▶ [Input]
PR #1861, opened 2022-07-28
Fixes for platoon lane change in parallel and merge lanes

saina-ramyar:
# PR Details
## Description

Platooning plugin is updated to generate maneuvers for an adjacent lane join, based on the type of lanelets involved.
If the starting and end lanelets have a boundary with a left/right relation, a lane change maneuver is composed.
If the starting and end lanelets form a merge lane where lanelets overlap and there is no clear boundary, a lane follow maneuver is composed.

Moreover, basic autonomy is updated to use the lanelet ids included in the maneuver msg for trajectory generation, rather than generating a list based on shortest path.

## Related Issue
#1862 

## Motivation and Context
Vehicle should be able to complete driving on the merge lane and join the platoon on the adjacent lane

## How Has This Been Tested?
During verification of release/cabin

## Types of changes

## Checklist:

### DIFF
--- a/basic_autonomy/src/basic_autonomy.cpp
+++ b/basic_autonomy/src/basic_autonomy.cpp
@@ -76,8 +76,12 @@ namespace basic_autonomy
 
             cav_msgs::LaneFollowingManeuver lane_following_maneuver = maneuver.lane_following_maneuver;
             
+            // auto lanelets = wm->getLaneletsBetween(starting_downtrack, lane_following_maneuver.end_dist + detailed_config.buffer_ending_downtrack, true, true);
+
+
             auto lanelets = wm->getLaneletsBetween(starting_downtrack, lane_following_maneuver.end_dist + detailed_config.buffer_ending_downtrack, true, true);
-            
+
+
             bool lanelets_defined = !maneuver.lane_following_maneuver.lane_ids.empty();
             ROS_DEBUG_STREAM("lanelets_defined: " << lanelets_defined);
             bool isFromPlatooning = maneuver.lane_following_maneuver.parameters.planning_strategic_plugin == "PlatooningStrategicIHPPlugin";
@@ -90,7 +94,16 @@ namespace basic_autonomy
                 ROS_DEBUG_STREAM("extracted id: " << lane_id);
                 lanelet::ConstLanelet new_lanelet = wm->getMap()->laneletLayer.get(lane_id);
                 lanelets.push_back(new_lanelet);
-            }
+
+                if (maneuver.lane_following_maneuver.lane_ids.size()>1)
+                {
+                    lane_id = stoi(maneuver.lane_following_maneuver.lane_ids[1]);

▶ [Your instructions] Show all lines from the records above where the word "join" occurs.

▶ [Reply to the task]
Platooning plugin is updated to generate maneuvers for an adjacent lane join, based on the type of lanelets involved.
Vehicle should be able to complete driving on the merge lane and join the platoon on the adjacent lane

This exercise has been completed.